Extending the study in these ways would provide a fuller understanding of lexical tone and glottalization in SSM, and in doing so, contribute to the overall knowledge of laryngeal contrasts cross-linguistically.
Acknowledgements
First and foremost, we want to thank the community of San Sebastiaán del Monte for their invaluable help with this project. Without their assistance, this project simply would not be possible. Secondly, many thanks to the University of Wisconsin – Madison Language Sciences program for providing the funding for this work.
Appendix A
Word list
Table 2. List of all words elicited in the study

Appendix B
PC scores for FPCA analysis
Table 3. Summary of marginal estimates for tone pairs, for each PC, from the FPCA analysis. The contrast column shows the tone pair compared with median, lower and upper CrI, and pd

Table 4. Summary of marginal estimates for the effect of word shape for each tone, and for each PC, from the FPCA analysis. The estimates are shown with the median, lower and upper CrI, and pd

Appendix C
Pairwise difference smooths for SoE modeling
For rearticulated vowel tokens (Figure 8), all tone pairs had some portion of the vowel during which the smooths were significantly different, except for HH & LH, HH & MM, LL & ML, and MM & LH. The MM & LM pair of smooths are only significantly different for a brief period toward the beginning of the vowel. The same difference smooths were calculated for long modal vowel tokens (Figure 9). For CVV smooths, the tonal pairs which showed a statistically significant difference for some portion of the vowel were HH & LL, LH & LM, LL & LH, LL & ML, ML & LM, MM & LL, and MM & LM. The HH & LH pair also showed a significant difference, but only briefly at the middle of the vowel. Overall, the pairwise inspection of difference smooths indicates that there are significant differences in SoE between lexical tones in both word shapes.
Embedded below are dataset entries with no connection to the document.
PR #1139, opened 2023-08-18
Detect memory deallocation at offset from memory start

mrstanb:
This PR is supposed to improve Goblint's detection of `invalid-free` bugs by adding a check for memory deallocation which happens at an offset from the memory's start address instead of at the start address itself.

Added a few more regression test cases for this as well. `make test` runs through successfully

Cf. https://cwe.mitre.org/data/definitions/761.html

### DIFF
--- a/src/analyses/base.ml
+++ b/src/analyses/base.ml
@@ -2016,7 +2016,7 @@ struct
         M.warn ~category:(Behavior (Undefined InvalidMemoryDeallocation)) ~tags:[CWE 590] "Points-to set for pointer %a in function %s is top. Potentially invalid memory deallocation may occur" d_exp ptr special_fn.vname
       else if (Q.LS.exists (fun (v, _) -> not (ctx.ask (Q.IsHeapVar v))) points_to_set) || (AD.mem Addr.UnknownPtr a) then
         M.warn ~category:(Behavior (Undefined InvalidMemoryDeallocation)) ~tags:[CWE 590] "Free of non-dynamically allocated memory in function %s for pointer %a" special_fn.vname d_exp ptr
-      else if Q.LS.exists (fun (_, o) -> o <> `NoOffset) points_to_set then
+      else if Q.LS.exists (fun (_, o) -> Offset.Exp.cmp_zero_offset o <> `MustZero) points_to_set then
         M.warn ~category:(Behavior (Undefined InvalidMemoryDeallocation)) ~tags:[CWE 761] "Free of memory not at start of buffer in function %s for pointer %a" special_fn.vname d_exp ptr
     | _ -> M.warn ~category:MessageCategory.Analyzer "Pointer %a in function %s doesn't evaluate to a valid address." d_exp ptr special_fn.vname
 
--- a/src/analyses/base.ml
+++ b/src/analyses/base.ml
@@ -2013,14 +2013,21 @@ struct
     let st' = invalidate ~deep:false ~ctx (Analyses.ask_of_ctx ctx) gs st shallow_addrs in
     invalidate ~deep:true ~ctx (Analyses.ask_of_ctx ctx) gs st' deep_addrs
 
-  let check_free_of_non_heap_mem ctx special_fn ptr =
+  let check_invalid_mem_dealloc ctx special_fn ptr =
+    let has_offset = function
+      | `NoOffset -> false
+      | `Field _
+      | `Index _ -> true
+    in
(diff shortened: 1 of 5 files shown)


src/analyses/base.ml
```diff
@@ -138,6 +138,11 @@ struct
   let project ask p_opt cpa fundec =
     CPA.mapi (fun varinfo value -> project_val ask (attributes_varinfo varinfo fundec) p_opt value (is_privglob varinfo)) cpa
 
+  let has_offset = function
+    | `NoOffset -> false
+    | `Field _
+    | `Index _ -> true
+
```
sim642, line 145: It might actually even be cleaner to not have this function at all and just use `o <> `NoOffset` whereever it's needed.

mrstanb: Even better in this case, yes. I wasn't sure if one could do such comparisons in OCaml. Thanks for the tip!

mrstanb: Applied change in https://github.com/goblint/analyzer/pull/1139/commits/cb811e1f6d6ff42c4f3f62f93d18c34c767fad75

tests/regression/75-invalid_dealloc/07-free-at-struct-offset.c
```diff
@@ -0,0 +1,15 @@
...
+typedef struct custom_t {
+    char *x;
+    int y;
+} custom_t;
+
+int main(int argc, char const *argv[]) {
+    custom_t *struct_ptr = malloc(sizeof(custom_t));
+    struct_ptr->x = malloc(10 * sizeof(char));
+    free(struct_ptr->x); //NOWARN
+    free(struct_ptr->y); //WARN
```
sim642, line 12: I suspect this isn't checking the right thing. This is freeing the unknown integer in the field (which also probably comes with some unknown address warning) but it's not checking whether the freeing is of the struct field's address. The latter would be `free(&struct_ptr->y)` I think, which should also warn.

A more interesting case is `free(&struct_ptr->x)`. I suspect that might currently warn, although it shouldn't, because the first field address is the same as the entire struct. It's still a weird thing to do (and we could warn about it), but the freeing would be fine.
So more precise handling might even be to use `Mval.Exp.cmp_zero_offset` to check the offset.

mrstanb: > A more interesting case is free(&struct_ptr->x). I suspect that might currently warn, although it shouldn't, because the first field address is the same as the entire struct. It's still a weird thing to do (and we could warn about it), but the freeing would be fine.

It does indeed perform a warning for CWE 761, although it should be totally fine in this case, because it was something that was `malloc`'d and should be `free`'d

mrstanb: > So more precise handling might even be to use Mval.Exp.cmp_zero_offset to check the offset.

I'll check it out

mrstanb: I used `cmp_zero_offset` in https://github.com/goblint/analyzer/pull/1139/commits/92c0dcae14badbb2be23a62d7c5e15951f877bc2 and it seems to improve the precision.

I see an issue with a false positive warning now, however. More specifically, for the following case::
```c
typedef struct custom_t {
    int y;
    char *y;
} custom_t;
```

If we call `free` on the struct's first field -> no warning happens (so it's even unsound as it seems in this case)
If we call `free` on the struct's second field (provided that it was dynamically allocated) -> a warning pops up (a false positive)

I guess we should try to recursively check for invalid deallocations in order to cover such cases. What do you think?

sim642: It's not clear to me why recursive checking should be the right thing. In C freeing the outer structure doesn't recursively free other dynamic memory that's pointed to by some field. That needs to be explicitly and separately deallocated.

sim642: Is there a test case where the improved precision from `cmp_zero_offset` can be seen? If not, then that could be added.

mrstanb: > Is there a test case where the improved precision from cmp_zero_offset can be seen? If not, then that could be added.

Yep, both `75/07` and `75/08` were warning for both struct fields before the `cmp_zero_offset` changes. After the `cmp_zero_offset` changes, they both warn only for the 2nd struct field, as expected.

michael-schwarz (approved):

sim642 (approved):

PR #1142, opened 2023-08-22
Use `AddressDomain` for `MayPointTo` and `ReachableFrom` queries

karoliineh:
### Changes
1. Change `MayPointTo` and `ReachableFrom` query result from `LS` to `AddressDomain`. This has numerous benefits:

    1. Avoid lots of conversions when using these queries, e.g. `AD` → `LS` → `AD`/`Set (Varinfo)`/....
    2. `LS` had two different top representations (one for `ToppedSet` entirely and another when `dummyFundec.svar` was a member). The former allows no known pointers along with unknown pointer, the latter is easy to forget/not know about. `AD` has only one explicit representation by containing `UnknownPtr`.
    3. `NullPtr`s are not implicitly excluded from query results, allowing other analyses to know about them at all. For example, now we warn about unlocking `NULL` pointer.
    4. More precision due to fewer conversions. Addresses have `ID` indices which were dropped (if not definite) when converting to `exp` indices in `LS`. Now interval, etc offsets can be seen by other analyses.

2. Fix unsoundness in analyses which previously forgot to check for `dummyFundec` in query results: relation, fileUse, poisonVariables, uninit, var_eq (in `special`).

### TODO
- [x] Use `MayPointToA` and `ReachableFromA` in `taintPartialContexts`.
- [x] Remove queries with `LS`.
- [ ] Add missing `Address`/`Mval`/`Offset` conversion functions.
- [x] Rename variables to match new type, e.g. `ls` → `ad`, `lv` → addr.
- [ ] Review added TODOs in code.


src/analyses/extractPthread.ml
```diff
@@ -877,16 +877,9 @@ module Spec : Analyses.MCPSpec = struct
...
-        if Queries.AD.mem UnknownPtr ad
-        then (* UNSOUND *)
-          Queries.AD.remove UnknownPtr ad
-          |> Queries.AD.to_var_may
-        else
-          Queries.AD.to_var_may ad
-      else
-        []
+      ctx.ask (Queries.MayPointTo exp)
+      |> Queries.AD.remove UnknownPtr
```
michael-schwarz, line 881: Maybe leave the comment that this is unsound?

sim642:
@michael-schwarz Do you intend to review this again or was that all?

michael-schwarz:
It all seems reasonable at first glance, anything you would like me to look into in particular?

sim642:
Not really, I just wasn't sure since you left one small comment previously.

PR #1143, opened 2023-08-28
fix: copying of files to GobView in projects with subdirectories

sallto:
Fixes the copying of source files to the GobView directory. 

The original solution didn't check whether a filesystem entry is a directory which caused the counter (ex. file.**5**.c) to mismatch on projects with subdirectories.

Additionally fixed the filter for special "files" like `<command-line>`. It now skips all entries starting and ending with brackets, since the specific strings (ex. "command-line") differ for languages and OS. (can be split into a separate PR, but I felt that would be too small)


michael-schwarz (approved):

michael-schwarz:
Thank you for the PR @sallto!

PR #1145, opened 2023-08-29
Add marshalling for function calls

sallto:
Depends on #1093 

Adds marshalling of function calls to use in Gobview


michael-schwarz (changes requested):
This.contains all changes from #1093, and can thus not be merged. Please clean it up, or, if @stilscher prefers, rebase your changes onto master once #1093 lands.

michael-schwarz:
As the only relevant commit here is 457273a, and it only has a few lines, it makes little sense to keep this PR around. If the goal is to merge this, please open a new PR with this commit cherry-picked onto master.

PR #1146, opened 2023-08-29
Selenium

sallto:
depends on #1143 and https://github.com/goblint/gobview/pull/28

adds a E2E test for compilation databases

These results indicate that voice quality may enhance tonal contrasts in both rearticulated and long modal vowels. For rearticulated vowels, lexical tone may affect the phasing and degree of glottalization in the contrastive glottal gesture.

Figure 8. Difference smooths for SoE in rearticulated vowels, each plot shows the smooth for one tone pair.

Figure 9. Difference smooths for SoE in CVV vowels, each plot shows the smooth for one tone pair.